#### Brief
Across all the entries below, how many lines contain the string "supports"? The number by itself is the answer.

#### Stored data
* * * * *

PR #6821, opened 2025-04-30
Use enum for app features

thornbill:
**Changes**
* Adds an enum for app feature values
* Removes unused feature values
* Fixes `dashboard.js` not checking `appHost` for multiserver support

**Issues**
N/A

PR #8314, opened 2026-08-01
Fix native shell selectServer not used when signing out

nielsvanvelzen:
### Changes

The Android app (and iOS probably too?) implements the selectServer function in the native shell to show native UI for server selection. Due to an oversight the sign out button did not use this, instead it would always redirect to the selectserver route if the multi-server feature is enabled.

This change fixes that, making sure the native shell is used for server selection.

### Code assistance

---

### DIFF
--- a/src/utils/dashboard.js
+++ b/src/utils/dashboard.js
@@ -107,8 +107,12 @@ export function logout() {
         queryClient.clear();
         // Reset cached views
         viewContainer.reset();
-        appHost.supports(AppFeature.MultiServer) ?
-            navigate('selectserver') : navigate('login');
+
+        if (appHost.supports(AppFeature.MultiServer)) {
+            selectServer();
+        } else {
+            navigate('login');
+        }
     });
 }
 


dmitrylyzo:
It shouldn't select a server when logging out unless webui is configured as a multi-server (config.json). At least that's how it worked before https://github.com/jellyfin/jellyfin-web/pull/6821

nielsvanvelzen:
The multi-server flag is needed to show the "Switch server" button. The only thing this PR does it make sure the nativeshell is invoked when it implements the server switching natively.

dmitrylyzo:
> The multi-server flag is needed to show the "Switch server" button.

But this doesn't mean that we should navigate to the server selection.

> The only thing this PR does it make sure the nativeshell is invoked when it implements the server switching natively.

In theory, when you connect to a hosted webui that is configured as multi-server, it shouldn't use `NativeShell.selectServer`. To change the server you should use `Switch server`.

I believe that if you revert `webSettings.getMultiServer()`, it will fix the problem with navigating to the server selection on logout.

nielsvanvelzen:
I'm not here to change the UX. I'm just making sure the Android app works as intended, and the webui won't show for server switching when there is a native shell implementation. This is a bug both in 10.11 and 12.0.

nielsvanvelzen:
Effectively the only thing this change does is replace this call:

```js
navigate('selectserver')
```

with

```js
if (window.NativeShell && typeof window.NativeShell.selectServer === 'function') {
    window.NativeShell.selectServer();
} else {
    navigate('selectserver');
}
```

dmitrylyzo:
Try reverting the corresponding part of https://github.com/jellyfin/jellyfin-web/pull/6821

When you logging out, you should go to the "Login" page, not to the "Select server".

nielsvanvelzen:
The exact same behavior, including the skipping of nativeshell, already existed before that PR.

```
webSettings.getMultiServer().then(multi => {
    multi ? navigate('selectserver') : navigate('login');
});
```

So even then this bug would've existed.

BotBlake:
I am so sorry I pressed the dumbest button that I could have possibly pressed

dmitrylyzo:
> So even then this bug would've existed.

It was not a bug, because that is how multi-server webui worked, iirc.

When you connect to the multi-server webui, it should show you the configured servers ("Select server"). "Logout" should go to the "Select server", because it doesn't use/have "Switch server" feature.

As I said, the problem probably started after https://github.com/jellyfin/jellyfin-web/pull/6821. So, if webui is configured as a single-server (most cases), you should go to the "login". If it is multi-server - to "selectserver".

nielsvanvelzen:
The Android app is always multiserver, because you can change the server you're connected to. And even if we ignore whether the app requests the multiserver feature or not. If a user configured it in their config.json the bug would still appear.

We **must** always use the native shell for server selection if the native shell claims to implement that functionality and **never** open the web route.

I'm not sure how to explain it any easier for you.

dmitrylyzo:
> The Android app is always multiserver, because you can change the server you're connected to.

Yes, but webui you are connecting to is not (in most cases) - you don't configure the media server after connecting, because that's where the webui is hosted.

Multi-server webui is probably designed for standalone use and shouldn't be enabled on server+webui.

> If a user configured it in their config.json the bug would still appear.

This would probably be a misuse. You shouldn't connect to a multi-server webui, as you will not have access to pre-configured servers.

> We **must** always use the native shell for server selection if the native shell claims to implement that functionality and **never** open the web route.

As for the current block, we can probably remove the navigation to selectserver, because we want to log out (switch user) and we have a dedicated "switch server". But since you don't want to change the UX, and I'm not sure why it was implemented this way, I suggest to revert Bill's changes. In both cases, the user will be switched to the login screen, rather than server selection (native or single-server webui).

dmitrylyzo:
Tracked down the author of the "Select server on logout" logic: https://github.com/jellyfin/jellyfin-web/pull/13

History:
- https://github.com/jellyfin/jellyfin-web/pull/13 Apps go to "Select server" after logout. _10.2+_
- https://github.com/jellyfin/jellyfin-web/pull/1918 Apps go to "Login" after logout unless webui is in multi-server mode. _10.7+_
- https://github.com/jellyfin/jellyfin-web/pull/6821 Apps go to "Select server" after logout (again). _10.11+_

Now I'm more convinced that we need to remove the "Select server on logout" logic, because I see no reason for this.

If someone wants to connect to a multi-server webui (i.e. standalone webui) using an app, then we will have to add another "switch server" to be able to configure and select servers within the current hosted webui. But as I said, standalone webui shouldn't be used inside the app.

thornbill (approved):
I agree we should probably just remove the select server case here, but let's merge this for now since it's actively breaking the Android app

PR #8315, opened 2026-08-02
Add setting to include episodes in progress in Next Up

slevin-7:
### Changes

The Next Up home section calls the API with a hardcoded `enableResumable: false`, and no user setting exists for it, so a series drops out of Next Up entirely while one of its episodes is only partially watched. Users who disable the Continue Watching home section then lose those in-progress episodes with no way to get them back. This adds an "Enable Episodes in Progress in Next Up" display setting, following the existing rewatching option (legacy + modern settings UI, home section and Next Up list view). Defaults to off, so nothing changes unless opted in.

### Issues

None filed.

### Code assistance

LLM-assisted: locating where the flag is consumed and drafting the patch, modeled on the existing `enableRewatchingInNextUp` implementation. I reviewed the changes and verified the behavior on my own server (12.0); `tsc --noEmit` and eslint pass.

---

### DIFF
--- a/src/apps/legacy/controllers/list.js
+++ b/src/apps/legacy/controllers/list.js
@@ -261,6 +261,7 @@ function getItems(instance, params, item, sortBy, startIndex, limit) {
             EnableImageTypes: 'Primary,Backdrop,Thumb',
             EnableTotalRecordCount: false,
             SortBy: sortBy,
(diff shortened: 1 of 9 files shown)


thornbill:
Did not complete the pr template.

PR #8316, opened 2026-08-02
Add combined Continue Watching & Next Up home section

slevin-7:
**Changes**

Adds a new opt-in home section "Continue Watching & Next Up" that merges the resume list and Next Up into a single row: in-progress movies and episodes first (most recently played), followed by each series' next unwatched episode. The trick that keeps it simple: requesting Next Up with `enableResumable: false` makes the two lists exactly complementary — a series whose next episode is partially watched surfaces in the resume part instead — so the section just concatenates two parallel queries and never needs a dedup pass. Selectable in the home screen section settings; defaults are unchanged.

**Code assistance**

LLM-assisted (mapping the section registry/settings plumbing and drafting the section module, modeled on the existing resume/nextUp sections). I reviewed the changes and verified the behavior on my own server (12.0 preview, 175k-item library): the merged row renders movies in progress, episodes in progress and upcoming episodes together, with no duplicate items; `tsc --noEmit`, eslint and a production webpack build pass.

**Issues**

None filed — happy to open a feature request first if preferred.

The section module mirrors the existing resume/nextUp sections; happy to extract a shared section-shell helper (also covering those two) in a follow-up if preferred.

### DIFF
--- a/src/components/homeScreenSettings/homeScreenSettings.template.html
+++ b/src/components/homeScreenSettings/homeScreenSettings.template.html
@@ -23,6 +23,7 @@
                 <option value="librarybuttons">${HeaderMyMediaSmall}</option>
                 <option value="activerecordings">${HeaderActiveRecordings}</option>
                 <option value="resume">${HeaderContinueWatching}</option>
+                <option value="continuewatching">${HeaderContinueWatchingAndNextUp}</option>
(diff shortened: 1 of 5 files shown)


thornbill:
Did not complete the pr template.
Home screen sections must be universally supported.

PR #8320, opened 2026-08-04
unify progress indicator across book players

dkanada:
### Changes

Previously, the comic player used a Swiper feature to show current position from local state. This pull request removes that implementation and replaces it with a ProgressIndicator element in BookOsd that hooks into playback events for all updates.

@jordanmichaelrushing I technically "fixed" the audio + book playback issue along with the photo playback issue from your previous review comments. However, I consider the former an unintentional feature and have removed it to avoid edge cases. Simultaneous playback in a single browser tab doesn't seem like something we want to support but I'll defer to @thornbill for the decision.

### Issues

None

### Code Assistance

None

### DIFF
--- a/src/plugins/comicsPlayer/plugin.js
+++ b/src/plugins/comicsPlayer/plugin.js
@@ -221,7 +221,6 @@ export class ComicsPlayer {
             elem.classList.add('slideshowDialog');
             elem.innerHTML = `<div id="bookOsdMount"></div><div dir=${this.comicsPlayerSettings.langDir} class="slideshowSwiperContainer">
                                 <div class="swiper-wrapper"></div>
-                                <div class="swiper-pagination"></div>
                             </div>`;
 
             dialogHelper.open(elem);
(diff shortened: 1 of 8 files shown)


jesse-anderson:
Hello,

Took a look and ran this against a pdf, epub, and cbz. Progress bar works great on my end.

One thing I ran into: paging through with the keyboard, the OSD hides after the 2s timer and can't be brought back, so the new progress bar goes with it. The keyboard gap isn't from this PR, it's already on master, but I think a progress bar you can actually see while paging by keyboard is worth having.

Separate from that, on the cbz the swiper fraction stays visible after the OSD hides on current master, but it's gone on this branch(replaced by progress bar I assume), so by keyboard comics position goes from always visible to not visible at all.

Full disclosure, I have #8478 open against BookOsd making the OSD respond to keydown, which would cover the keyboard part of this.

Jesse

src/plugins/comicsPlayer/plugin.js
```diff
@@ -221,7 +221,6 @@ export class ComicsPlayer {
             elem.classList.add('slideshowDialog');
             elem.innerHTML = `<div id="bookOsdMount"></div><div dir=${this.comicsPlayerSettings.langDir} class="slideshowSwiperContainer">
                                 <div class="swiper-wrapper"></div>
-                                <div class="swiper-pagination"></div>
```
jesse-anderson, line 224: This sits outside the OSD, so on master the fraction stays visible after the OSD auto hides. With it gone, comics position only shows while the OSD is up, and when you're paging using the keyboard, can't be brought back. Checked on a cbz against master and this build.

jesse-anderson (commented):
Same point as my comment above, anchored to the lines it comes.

* * * * *

#### Solution to this problem
2